Imagine the ability to change the tuning of your guitar with just a simple stomp of a switch. No more spending precious time on stage messing with your tuners, no more lugging around a separate guitar to get the job done. The DigiTech Drop aims to do just that – a polyphonic pitch shift pedal made for guitarists that regularly employ multiple down tunings during their gigs.
The DigiTech Drop is based off of the company’s drop-tune feature found in its Whammy DT so those of you familiar with that pedal will know more or less what the Drop can bring to the table. With the Drop, you are able to tune your entire guitar down anywhere from one half-step all the way down for a full octave (through seven half-step increments) with the simple turn of a knob. There’s also a setting for instant octave-down or octave-down mixed with your dry signal for added effect. While you won’t be able to use the Drop to tune up, it shouldn’t be too much of an issue as a tried and true capo can easily get that done for you.
Other settings include the option to choose between latching and momentary bypass. With latching engaged, you simply stomp the switch and you’re good to go. With momentary, the Drop will work as long as the switch is being physically pressed down, allowing for some punctuating notes at just the right time. Latching meanwhile works as you would expect with your standard pedal – hit the switch to turn the effect on, hit it again to turn it off. It should also be said that the Drop is a polyphonic tuner, meaning that all six strings are shifted evenly at once so if you were hoping to be able to seamlessly tune to a Drop-D or an open tuning, a manual adjustment is still required.
While it seems obvious, the DigiTech Drop doesn’t work by actually re-tuning your guitar but by shifting all six notes depending on your dialed-in settings.
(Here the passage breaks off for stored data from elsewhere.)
PR #605, opened 2023-08-30
A few new compat.ini settings for players

SpencerEverly:
Up for review today is 3 new compat.ini settings I put together myself:

- easier-player-powerdown: Allows any player to have 2 hurt states instead of just one (3rd tier -> 2nd tier -> 1st tier). This also adds a new forced state (551) into the code as well.
- easier-player-physics: Allows better controlled physics, based off [this Lua script](https://www.smbxgame.com/forums/viewtopic.php?t=25854) (This applies to all players on an episode)
- player-faster-climbing: Allows any player to climb faster when holding run.
- enable-kind-lava: Allows lava to be easier and less avoidable, though you'll still get hurt when touching it.

This also adds a new function (mathSign), used for easier-player-physics.

Idk if this will get accepted, but oh well. Here's to another pull request by me!


Alucard648:
"easier-player-powerdown" should also give Peach, Toad and Link +2 Max Hearts for balance purposes. And also instant item box usage option would also help Mario and Luigi acceess item box contents, especially in intense boss fights

LoveBodhi:
NSMB / SMB3U Style Power-down system hmm

SpencerEverly:
I've added another compat setting as of the recent commit: "enable-kind-lava". This one should make the player get hurt rather than die when touching lava. I thought it would be a good idea to add because it might be useful for later when Lua scripting gets added, where cancelling the player harm when touching lava can lead to episode-specific things (Though it also makes lava easier and kinder in-game)

src/math.h
```diff
@@ -0,0 +1,29 @@
...
+
+#pragma once
+#ifndef MATH_H
+#define MATH_H
+
+#include <cmath>
+
+extern int mathSign(int a);
+
+#endif // MATH_H
```
Wohlstand, line 29: You can have just a template:
```
template <typename T> int mathSign(T val) 
{
    return (T(0) < val) - (val < T(0));
}
```
Take from here: https://stackoverflow.com/questions/1903954/is-there-a-standard-sign-function-signum-sgn-in-c-c

src/rand.h
```diff
@@ -103,5 +103,6 @@ inline int iRand_round(int max)
     return i/2;
 }
 
+extern int mathSign(int a);
```
Wohlstand, line 106: Absolutely redundant reference here. You made the math.h.

Wohlstand:
Please rename `math.h`, it will CONFLICT with system-wide `math.h` which is a standard C library.

src/player.cpp
```diff
@@ -7699,3 +7788,13 @@ bool SwapCharAllowed()
...
+
+bool PlayerGroundTouching(const int A)
+{
+    if(Player[A].Pinched.Bottom1 != 0 || Player[A].Slope != 0 || Player[A].StandingOnNPC != 0)
+    {
+        return true;
+    }
+    
+    return false;
+}
```
Wohlstand, line 7800: Missing new-line character.

src/player/player_update.cpp
```diff
@@ -596,18 +598,48 @@ void UpdatePlayer()
...
+                    }
                     else
-                        Player[A].Location.SpeedY = 0;
+                    {
+                        if(Player[A].Controls.Left)
+                            if(!Player[A].Controls.Run)
+                                Player[A].Location.SpeedX = -1.5;
+                            else
+                                Player[A].Location.SpeedX = -3;
+                        else if(Player[A].Controls.Right)
```
Wohlstand, line 623: You better to add braces around these blocks. Without braces, this looks like Python...

src/player/player_update.cpp
```diff
@@ -596,18 +598,48 @@ void UpdatePlayer()
...
+                            if(!Player[A].Controls.Run)
+                                Player[A].Location.SpeedX = 1.5;
+                            else
+                                Player[A].Location.SpeedX = 3;
+                        else
+                            Player[A].Location.SpeedX = 0;
+                        if(Player[A].Controls.Up && Player[A].Vine > 2)
```
Wohlstand, line 630: Needed a blank line before `if` block begin.

src/player/player_update.cpp
```diff
@@ -4590,3 +4639,42 @@ void UpdatePlayer()
...
+                            Player[A].Location.SpeedX = Player[A].Location.SpeedX + 0.08 * mod;
+                    }
+                    else if(Player[A].Controls.Left)
+                    {
+                        if(Player[A].Location.SpeedX > 0)
+                            Player[A].Location.SpeedX = Player[A].Location.SpeedX - 0.08 * mod;
+                    }
+                    else
+                        Player[A].Location.SpeedX = Player[A].Location.SpeedX * 0.98;
+                    int xSpeedDiff = Player[A].Location.SpeedX * Player[A].lastXSpeed;
```
Wohlstand, line 4669: Needed a blank line between these lines. You should add blank lines to make the code visually look better. If you don't put blank lines where they are needed, code looks like a clutter of text. So, it's better to logically separate if blocks, and various logical parts of code.

src/player/player_update.cpp
Wohlstand: Example:
```cpp
if(xxx)
{
    if(yyy)
        do();
    else
        do2();
}
else if(zzz)
{
    if(qqq)
        do3();
    else
        do4();
}
```

src/player/player_update.cpp
```diff
@@ -616,27 +619,37 @@ void UpdatePlayer()
                     else
                     {
                         if(Player[A].Controls.Left)
+                        {
                             if(!Player[A].Controls.Run)
                                 Player[A].Location.SpeedX = -1.5;
                             else
                                 Player[A].Location.SpeedX = -3;
+                        }
+
```
Wohlstand, line 628: before `else` - line not needed,
but if `if` without `else`, then line is needed.

0lhi:
Closing this PR since it tries to accomplish too many things at once. The individual points need more consideration, as there can be different preferences on how an idea should be implemented.

I'd like to encourage you to bring up your climbing and physics suggestions at #636, explaining what the changes do exactly (ideally with example GIFs), and why you think they are a worthwhile addition to the Engine.

For the HP Update, one question that I think is important to clarify is whether Chars 3-5 should be given the Item Box to make them balanced with 1-2. Other ideas such as auto-applying what's in the Item Box may also be worth exploring, which is why a separate discussion is needed before merging any change. If you like you can open one.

This is important to note; when physically tuning down, your guitar strings get looser which has an impact on tone. With the Drop, the strings retain their tension, keeping your tone firm and tuning stability consistent, albeit at a lower register. This might feel strange at first if you’re used to that looser sensation but that quickly goes away.
All in all, the DigiTech Drop works surprisingly well, accurately lowering the guitar’s tuning note for note, free from any unnatural coloration that you might expect from an effects pedal. Each setting delivered as advertised. The octave setting was especially entertaining with the momentary setting engaged, allowing for some pretty interesting licks. Just make sure your guitar is tuned before engaging the Drop – out of tune strings stood out more and more the lower the settings got.
In order to avoid any unwanted latency issues, DigiTech recommends you place the Drop at the front of a signal chain. Personally, there wasn’t any issues or noticeable gaps heard when engaging the Drop but players who employ a good amount of pedals might be more susceptible. In any case, make sure this pedal is at the beginning of your chain for the best experience.
As far as build goes, the Drop is a solid pedal that should handle the wear and tear of years of gigging or the busy schedule of touring easily. And at a third of a pound, it had a good high-quality feel when held. The pedal also comes with its own 9V power supply and offers true-bypass.
The Drop does an excellent job and seamlessly and instantaneously lowering your guitar's entire tuning without any unnatural pause or jump. Players out there who regularly play at lower tunings during gigs will find the Drop to be an especially worthwhile investment, saving them time and hassle with just a simple press of a switch.